BEGIN TASK DATA

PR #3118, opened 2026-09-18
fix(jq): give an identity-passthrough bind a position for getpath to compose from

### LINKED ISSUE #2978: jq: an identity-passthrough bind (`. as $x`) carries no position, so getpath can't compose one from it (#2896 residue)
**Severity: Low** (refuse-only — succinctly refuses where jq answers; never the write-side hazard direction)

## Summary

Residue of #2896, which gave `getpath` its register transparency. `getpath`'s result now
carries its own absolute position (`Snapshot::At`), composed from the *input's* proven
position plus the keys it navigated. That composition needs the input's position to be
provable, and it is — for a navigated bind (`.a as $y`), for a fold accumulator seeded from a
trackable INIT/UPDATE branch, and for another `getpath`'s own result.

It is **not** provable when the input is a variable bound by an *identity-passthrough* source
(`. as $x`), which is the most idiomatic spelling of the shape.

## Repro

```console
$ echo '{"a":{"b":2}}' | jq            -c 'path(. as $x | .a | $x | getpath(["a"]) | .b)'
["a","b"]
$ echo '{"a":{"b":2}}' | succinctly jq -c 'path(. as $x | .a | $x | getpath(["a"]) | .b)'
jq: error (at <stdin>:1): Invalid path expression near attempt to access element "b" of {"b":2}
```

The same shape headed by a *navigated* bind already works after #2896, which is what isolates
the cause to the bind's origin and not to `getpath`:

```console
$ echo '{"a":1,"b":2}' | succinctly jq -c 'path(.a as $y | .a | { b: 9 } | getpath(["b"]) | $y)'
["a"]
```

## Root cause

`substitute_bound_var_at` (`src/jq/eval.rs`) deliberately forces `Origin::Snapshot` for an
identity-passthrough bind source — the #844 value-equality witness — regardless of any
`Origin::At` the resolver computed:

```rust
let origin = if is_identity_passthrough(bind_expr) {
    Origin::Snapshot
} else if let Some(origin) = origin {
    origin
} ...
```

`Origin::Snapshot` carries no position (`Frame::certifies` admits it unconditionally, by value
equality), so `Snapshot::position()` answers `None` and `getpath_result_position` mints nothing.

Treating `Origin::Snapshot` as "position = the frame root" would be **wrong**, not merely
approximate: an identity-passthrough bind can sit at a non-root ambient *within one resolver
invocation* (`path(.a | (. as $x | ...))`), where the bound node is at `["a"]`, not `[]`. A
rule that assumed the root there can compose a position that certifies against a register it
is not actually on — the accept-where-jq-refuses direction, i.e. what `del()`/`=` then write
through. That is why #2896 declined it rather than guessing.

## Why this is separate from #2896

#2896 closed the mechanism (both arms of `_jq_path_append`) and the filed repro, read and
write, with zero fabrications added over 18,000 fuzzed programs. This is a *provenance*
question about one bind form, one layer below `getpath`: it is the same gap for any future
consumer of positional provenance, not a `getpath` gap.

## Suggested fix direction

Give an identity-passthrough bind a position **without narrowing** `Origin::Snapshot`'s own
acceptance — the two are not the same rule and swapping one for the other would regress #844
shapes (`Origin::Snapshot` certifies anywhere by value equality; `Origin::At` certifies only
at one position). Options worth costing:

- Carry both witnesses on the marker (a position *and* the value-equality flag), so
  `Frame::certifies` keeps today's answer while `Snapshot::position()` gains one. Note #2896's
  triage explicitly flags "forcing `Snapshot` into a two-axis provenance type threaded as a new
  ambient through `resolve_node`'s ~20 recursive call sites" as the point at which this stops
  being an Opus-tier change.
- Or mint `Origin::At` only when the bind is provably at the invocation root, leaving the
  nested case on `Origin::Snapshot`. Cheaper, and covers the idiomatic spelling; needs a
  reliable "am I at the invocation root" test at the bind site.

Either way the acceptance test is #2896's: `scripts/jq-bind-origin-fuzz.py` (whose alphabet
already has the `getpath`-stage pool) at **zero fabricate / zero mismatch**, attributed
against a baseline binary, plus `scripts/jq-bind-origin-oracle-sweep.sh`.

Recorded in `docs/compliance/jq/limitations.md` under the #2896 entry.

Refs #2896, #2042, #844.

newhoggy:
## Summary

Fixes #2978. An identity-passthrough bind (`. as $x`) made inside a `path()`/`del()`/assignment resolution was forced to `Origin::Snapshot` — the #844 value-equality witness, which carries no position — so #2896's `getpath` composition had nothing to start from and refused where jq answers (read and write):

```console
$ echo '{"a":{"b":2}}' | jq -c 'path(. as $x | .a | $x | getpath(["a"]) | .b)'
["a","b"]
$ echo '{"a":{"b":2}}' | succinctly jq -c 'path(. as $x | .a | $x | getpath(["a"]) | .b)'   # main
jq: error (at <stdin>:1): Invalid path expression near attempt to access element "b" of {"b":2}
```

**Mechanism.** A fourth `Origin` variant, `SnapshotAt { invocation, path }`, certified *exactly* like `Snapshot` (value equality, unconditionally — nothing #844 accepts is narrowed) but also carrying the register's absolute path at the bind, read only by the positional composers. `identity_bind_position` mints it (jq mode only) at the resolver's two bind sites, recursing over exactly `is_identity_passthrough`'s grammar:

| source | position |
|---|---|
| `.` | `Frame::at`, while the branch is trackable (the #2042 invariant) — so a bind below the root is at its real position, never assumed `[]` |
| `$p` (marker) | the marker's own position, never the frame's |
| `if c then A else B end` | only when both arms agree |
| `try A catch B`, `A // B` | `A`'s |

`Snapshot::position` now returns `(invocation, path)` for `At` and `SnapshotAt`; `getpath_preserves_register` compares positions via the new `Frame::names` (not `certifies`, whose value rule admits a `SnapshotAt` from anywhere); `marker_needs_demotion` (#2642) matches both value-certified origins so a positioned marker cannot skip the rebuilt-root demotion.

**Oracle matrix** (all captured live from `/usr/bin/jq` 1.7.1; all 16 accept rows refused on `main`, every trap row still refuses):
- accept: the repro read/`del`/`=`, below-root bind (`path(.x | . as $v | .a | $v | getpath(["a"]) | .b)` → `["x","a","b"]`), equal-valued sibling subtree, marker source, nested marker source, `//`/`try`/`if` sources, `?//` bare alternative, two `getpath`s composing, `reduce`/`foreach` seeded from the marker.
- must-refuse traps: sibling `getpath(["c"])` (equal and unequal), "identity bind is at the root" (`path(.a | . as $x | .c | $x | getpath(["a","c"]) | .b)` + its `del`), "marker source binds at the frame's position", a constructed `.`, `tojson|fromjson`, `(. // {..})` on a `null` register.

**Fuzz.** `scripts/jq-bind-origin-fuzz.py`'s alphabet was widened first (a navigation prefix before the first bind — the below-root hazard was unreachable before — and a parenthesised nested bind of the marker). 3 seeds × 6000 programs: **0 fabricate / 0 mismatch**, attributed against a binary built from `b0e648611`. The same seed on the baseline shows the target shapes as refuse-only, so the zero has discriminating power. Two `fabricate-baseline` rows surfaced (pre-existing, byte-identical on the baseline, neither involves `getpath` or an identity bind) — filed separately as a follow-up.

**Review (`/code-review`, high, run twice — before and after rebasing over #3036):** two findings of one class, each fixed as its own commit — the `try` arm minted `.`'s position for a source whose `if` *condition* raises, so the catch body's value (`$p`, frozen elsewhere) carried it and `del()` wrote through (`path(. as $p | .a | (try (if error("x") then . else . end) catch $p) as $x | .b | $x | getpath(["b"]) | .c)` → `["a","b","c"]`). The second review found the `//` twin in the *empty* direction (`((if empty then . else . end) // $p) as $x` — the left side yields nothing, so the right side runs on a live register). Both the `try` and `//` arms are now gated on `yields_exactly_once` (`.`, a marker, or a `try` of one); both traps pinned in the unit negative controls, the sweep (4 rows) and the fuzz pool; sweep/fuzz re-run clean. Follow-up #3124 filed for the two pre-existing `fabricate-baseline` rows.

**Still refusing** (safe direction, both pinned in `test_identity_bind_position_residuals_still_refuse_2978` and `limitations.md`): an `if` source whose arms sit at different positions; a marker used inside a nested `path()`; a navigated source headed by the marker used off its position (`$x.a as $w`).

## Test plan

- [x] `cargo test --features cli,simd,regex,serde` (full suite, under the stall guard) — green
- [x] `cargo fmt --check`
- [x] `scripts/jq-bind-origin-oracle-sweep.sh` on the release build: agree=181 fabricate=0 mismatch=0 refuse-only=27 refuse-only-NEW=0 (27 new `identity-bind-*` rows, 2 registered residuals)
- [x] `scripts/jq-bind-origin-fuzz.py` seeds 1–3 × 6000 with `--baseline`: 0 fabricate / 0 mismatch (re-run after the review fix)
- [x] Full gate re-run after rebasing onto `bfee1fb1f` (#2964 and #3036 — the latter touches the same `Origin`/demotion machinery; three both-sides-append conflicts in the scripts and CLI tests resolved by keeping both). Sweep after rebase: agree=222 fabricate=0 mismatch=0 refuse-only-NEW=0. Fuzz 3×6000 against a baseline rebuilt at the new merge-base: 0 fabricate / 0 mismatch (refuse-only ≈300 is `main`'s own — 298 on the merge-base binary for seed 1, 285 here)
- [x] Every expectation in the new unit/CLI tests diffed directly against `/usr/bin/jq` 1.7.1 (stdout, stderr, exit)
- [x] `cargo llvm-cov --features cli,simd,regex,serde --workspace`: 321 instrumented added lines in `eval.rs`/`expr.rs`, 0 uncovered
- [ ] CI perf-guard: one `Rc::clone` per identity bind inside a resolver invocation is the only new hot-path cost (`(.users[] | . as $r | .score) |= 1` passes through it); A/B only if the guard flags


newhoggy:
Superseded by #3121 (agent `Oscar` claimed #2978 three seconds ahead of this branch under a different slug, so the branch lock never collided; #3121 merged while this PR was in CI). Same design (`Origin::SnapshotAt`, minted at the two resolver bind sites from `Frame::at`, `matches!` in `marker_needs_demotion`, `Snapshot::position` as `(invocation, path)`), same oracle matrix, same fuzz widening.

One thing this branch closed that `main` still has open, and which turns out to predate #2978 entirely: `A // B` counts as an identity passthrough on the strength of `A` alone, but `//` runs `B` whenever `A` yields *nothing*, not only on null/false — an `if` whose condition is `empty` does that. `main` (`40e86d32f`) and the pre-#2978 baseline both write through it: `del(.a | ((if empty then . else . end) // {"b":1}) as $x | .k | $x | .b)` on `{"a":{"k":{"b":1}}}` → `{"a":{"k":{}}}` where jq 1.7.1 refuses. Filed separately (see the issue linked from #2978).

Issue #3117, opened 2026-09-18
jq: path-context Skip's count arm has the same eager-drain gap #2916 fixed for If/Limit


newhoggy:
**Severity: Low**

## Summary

END TASK DATA

WHAT YOU HAVE TO DO
Both end lines included, restate word for word the lines above from the line with "guard) — green" to the line with "Superseded by #3121", and nothing else.

OUTPUT FOR THIS EXERCISE
- [x] `cargo test --features cli,simd,regex,serde` (full suite, under the stall guard) — green
- [x] `cargo fmt --check`
- [x] `scripts/jq-bind-origin-oracle-sweep.sh` on the release build: agree=181 fabricate=0 mismatch=0 refuse-only=27 refuse-only-NEW=0 (27 new `identity-bind-*` rows, 2 registered residuals)
- [x] `scripts/jq-bind-origin-fuzz.py` seeds 1–3 × 6000 with `--baseline`: 0 fabricate / 0 mismatch (re-run after the review fix)
- [x] Full gate re-run after rebasing onto `bfee1fb1f` (#2964 and #3036 — the latter touches the same `Origin`/demotion machinery; three both-sides-append conflicts in the scripts and CLI tests resolved by keeping both). Sweep after rebase: agree=222 fabricate=0 mismatch=0 refuse-only-NEW=0. Fuzz 3×6000 against a baseline rebuilt at the new merge-base: 0 fabricate / 0 mismatch (refuse-only ≈300 is `main`'s own — 298 on the merge-base binary for seed 1, 285 here)
- [x] Every expectation in the new unit/CLI tests diffed directly against `/usr/bin/jq` 1.7.1 (stdout, stderr, exit)
- [x] `cargo llvm-cov --features cli,simd,regex,serde --workspace`: 321 instrumented added lines in `eval.rs`/`expr.rs`, 0 uncovered
- [ ] CI perf-guard: one `Rc::clone` per identity bind inside a resolver invocation is the only new hot-path cost (`(.users[] | . as $r | .score) |= 1` passes through it); A/B only if the guard flags


newhoggy:
Superseded by #3121 (agent `Oscar` claimed #2978 three seconds ahead of this branch under a different slug, so the branch lock never collided; #3121 merged while this PR was in CI). Same design (`Origin::SnapshotAt`, minted at the two resolver bind sites from `Frame::at`, `matches!` in `marker_needs_demotion`, `Snapshot::position` as `(invocation, path)`), same oracle matrix, same fuzz widening.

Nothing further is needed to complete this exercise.